■ What you have to do ■
In this exercise, each record below is to be written out again exactly.

Records shown START

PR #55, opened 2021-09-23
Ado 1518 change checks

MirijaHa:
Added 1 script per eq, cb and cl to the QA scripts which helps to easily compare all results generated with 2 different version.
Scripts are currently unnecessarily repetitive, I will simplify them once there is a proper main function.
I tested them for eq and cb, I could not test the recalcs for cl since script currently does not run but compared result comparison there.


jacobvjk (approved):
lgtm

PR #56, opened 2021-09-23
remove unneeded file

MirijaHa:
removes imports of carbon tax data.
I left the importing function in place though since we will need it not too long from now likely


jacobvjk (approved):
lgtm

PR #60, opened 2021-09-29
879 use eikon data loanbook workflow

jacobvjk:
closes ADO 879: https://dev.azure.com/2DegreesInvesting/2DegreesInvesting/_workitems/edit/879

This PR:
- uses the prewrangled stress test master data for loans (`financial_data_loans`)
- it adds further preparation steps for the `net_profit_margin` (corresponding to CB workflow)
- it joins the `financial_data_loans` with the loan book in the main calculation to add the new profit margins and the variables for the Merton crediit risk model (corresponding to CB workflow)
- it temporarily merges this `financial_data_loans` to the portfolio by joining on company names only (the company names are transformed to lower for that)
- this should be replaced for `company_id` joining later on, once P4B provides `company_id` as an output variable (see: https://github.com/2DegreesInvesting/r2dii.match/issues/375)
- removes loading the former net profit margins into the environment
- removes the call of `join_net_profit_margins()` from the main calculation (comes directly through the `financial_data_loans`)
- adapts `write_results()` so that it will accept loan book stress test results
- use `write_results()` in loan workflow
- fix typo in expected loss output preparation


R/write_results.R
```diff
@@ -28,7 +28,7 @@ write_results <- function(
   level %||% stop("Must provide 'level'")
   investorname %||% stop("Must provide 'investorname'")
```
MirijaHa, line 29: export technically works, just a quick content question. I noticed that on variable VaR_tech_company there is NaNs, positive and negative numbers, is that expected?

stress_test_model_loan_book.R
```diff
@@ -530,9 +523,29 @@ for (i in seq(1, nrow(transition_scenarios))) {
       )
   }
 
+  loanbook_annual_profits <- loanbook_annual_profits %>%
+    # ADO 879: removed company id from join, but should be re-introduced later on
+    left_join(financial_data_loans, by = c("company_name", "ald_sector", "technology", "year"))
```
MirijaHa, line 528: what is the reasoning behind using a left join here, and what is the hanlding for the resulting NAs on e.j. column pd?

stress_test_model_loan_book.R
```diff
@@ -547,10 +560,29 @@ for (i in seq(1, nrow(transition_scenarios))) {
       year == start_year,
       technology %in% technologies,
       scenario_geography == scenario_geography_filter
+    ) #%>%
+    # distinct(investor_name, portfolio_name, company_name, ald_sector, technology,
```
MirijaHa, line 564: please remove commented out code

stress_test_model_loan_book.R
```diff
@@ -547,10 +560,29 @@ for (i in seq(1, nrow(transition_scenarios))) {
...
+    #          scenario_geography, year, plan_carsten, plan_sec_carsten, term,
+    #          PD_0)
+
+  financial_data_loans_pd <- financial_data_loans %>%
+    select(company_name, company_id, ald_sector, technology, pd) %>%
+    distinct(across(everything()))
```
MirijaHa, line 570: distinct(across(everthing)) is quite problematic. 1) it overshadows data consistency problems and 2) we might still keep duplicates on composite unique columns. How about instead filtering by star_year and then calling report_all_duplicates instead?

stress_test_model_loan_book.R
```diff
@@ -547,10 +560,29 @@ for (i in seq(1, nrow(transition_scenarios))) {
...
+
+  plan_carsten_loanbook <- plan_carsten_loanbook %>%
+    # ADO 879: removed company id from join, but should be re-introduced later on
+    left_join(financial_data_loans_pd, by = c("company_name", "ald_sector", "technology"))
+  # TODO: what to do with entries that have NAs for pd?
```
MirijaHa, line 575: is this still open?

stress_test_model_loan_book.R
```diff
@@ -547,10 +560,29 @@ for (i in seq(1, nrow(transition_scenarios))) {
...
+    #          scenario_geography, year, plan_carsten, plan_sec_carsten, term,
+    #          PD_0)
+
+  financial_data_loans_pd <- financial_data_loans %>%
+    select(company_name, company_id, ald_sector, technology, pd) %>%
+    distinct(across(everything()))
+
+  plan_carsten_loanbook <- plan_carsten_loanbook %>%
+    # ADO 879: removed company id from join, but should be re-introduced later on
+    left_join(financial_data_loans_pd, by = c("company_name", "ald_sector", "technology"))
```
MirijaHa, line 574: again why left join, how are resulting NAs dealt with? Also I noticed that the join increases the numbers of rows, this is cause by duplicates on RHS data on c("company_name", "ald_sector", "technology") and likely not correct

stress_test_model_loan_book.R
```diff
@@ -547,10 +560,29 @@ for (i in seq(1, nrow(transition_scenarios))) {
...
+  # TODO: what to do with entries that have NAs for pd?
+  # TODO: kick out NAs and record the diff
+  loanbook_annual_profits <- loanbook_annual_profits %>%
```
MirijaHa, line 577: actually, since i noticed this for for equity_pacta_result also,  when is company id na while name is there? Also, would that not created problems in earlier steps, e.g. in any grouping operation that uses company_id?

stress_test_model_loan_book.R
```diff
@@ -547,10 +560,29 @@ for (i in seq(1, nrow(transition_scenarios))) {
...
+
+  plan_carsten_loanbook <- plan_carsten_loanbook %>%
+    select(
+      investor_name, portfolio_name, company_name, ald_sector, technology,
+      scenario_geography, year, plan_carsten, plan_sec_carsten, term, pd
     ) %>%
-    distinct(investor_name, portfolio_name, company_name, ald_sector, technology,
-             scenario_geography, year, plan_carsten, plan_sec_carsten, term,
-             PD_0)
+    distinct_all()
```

Records shown END

■ Solution for this task ■
PR #55, opened 2021-09-23
Ado 1518 change checks

MirijaHa:
Added 1 script per eq, cb and cl to the QA scripts which helps to easily compare all results generated with 2 different version.
Scripts are currently unnecessarily repetitive, I will simplify them once there is a proper main function.
I tested them for eq and cb, I could not test the recalcs for cl since script currently does not run but compared result comparison there.


jacobvjk (approved):
lgtm

PR #56, opened 2021-09-23
remove unneeded file

MirijaHa:
removes imports of carbon tax data.
I left the importing function in place though since we will need it not too long from now likely


jacobvjk (approved):
lgtm

PR #60, opened 2021-09-29
879 use eikon data loanbook workflow

jacobvjk:
closes ADO 879: https://dev.azure.com/2DegreesInvesting/2DegreesInvesting/_workitems/edit/879

This PR:
- uses the prewrangled stress test master data for loans (`financial_data_loans`)
- it adds further preparation steps for the `net_profit_margin` (corresponding to CB workflow)
- it joins the `financial_data_loans` with the loan book in the main calculation to add the new profit margins and the variables for the Merton crediit risk model (corresponding to CB workflow)
- it temporarily merges this `financial_data_loans` to the portfolio by joining on company names only (the company names are transformed to lower for that)
- this should be replaced for `company_id` joining later on, once P4B provides `company_id` as an output variable (see: https://github.com/2DegreesInvesting/r2dii.match/issues/375)
- removes loading the former net profit margins into the environment
- removes the call of `join_net_profit_margins()` from the main calculation (comes directly through the `financial_data_loans`)
- adapts `write_results()` so that it will accept loan book stress test results
- use `write_results()` in loan workflow
- fix typo in expected loss output preparation


R/write_results.R
```diff
@@ -28,7 +28,7 @@ write_results <- function(
   level %||% stop("Must provide 'level'")
   investorname %||% stop("Must provide 'investorname'")
```
MirijaHa, line 29: export technically works, just a quick content question. I noticed that on variable VaR_tech_company there is NaNs, positive and negative numbers, is that expected?

stress_test_model_loan_book.R
```diff
@@ -530,9 +523,29 @@ for (i in seq(1, nrow(transition_scenarios))) {
       )
   }
 
+  loanbook_annual_profits <- loanbook_annual_profits %>%
+    # ADO 879: removed company id from join, but should be re-introduced later on
+    left_join(financial_data_loans, by = c("company_name", "ald_sector", "technology", "year"))
```
MirijaHa, line 528: what is the reasoning behind using a left join here, and what is the hanlding for the resulting NAs on e.j. column pd?

stress_test_model_loan_book.R
```diff
@@ -547,10 +560,29 @@ for (i in seq(1, nrow(transition_scenarios))) {
       year == start_year,
       technology %in% technologies,
       scenario_geography == scenario_geography_filter
+    ) #%>%
+    # distinct(investor_name, portfolio_name, company_name, ald_sector, technology,
```
MirijaHa, line 564: please remove commented out code

stress_test_model_loan_book.R
```diff
@@ -547,10 +560,29 @@ for (i in seq(1, nrow(transition_scenarios))) {
...
+    #          scenario_geography, year, plan_carsten, plan_sec_carsten, term,
+    #          PD_0)
+
+  financial_data_loans_pd <- financial_data_loans %>%
+    select(company_name, company_id, ald_sector, technology, pd) %>%
+    distinct(across(everything()))
```
MirijaHa, line 570: distinct(across(everthing)) is quite problematic. 1) it overshadows data consistency problems and 2) we might still keep duplicates on composite unique columns. How about instead filtering by star_year and then calling report_all_duplicates instead?

stress_test_model_loan_book.R
```diff
@@ -547,10 +560,29 @@ for (i in seq(1, nrow(transition_scenarios))) {
...
+
+  plan_carsten_loanbook <- plan_carsten_loanbook %>%
+    # ADO 879: removed company id from join, but should be re-introduced later on
+    left_join(financial_data_loans_pd, by = c("company_name", "ald_sector", "technology"))
+  # TODO: what to do with entries that have NAs for pd?
```
MirijaHa, line 575: is this still open?

stress_test_model_loan_book.R
```diff
@@ -547,10 +560,29 @@ for (i in seq(1, nrow(transition_scenarios))) {
...
+    #          scenario_geography, year, plan_carsten, plan_sec_carsten, term,
+    #          PD_0)
+
+  financial_data_loans_pd <- financial_data_loans %>%
+    select(company_name, company_id, ald_sector, technology, pd) %>%
+    distinct(across(everything()))
+
+  plan_carsten_loanbook <- plan_carsten_loanbook %>%
+    # ADO 879: removed company id from join, but should be re-introduced later on
+    left_join(financial_data_loans_pd, by = c("company_name", "ald_sector", "technology"))
```
MirijaHa, line 574: again why left join, how are resulting NAs dealt with? Also I noticed that the join increases the numbers of rows, this is cause by duplicates on RHS data on c("company_name", "ald_sector", "technology") and likely not correct

stress_test_model_loan_book.R
```diff
@@ -547,10 +560,29 @@ for (i in seq(1, nrow(transition_scenarios))) {
...
+  # TODO: what to do with entries that have NAs for pd?
+  # TODO: kick out NAs and record the diff
+  loanbook_annual_profits <- loanbook_annual_profits %>%
```
MirijaHa, line 577: actually, since i noticed this for for equity_pacta_result also,  when is company id na while name is there? Also, would that not created problems in earlier steps, e.g. in any grouping operation that uses company_id?

stress_test_model_loan_book.R
```diff
@@ -547,10 +560,29 @@ for (i in seq(1, nrow(transition_scenarios))) {
...
+
+  plan_carsten_loanbook <- plan_carsten_loanbook %>%
+    select(
+      investor_name, portfolio_name, company_name, ald_sector, technology,
+      scenario_geography, year, plan_carsten, plan_sec_carsten, term, pd
     ) %>%
-    distinct(investor_name, portfolio_name, company_name, ald_sector, technology,
-             scenario_geography, year, plan_carsten, plan_sec_carsten, term,
-             PD_0)
+    distinct_all()
```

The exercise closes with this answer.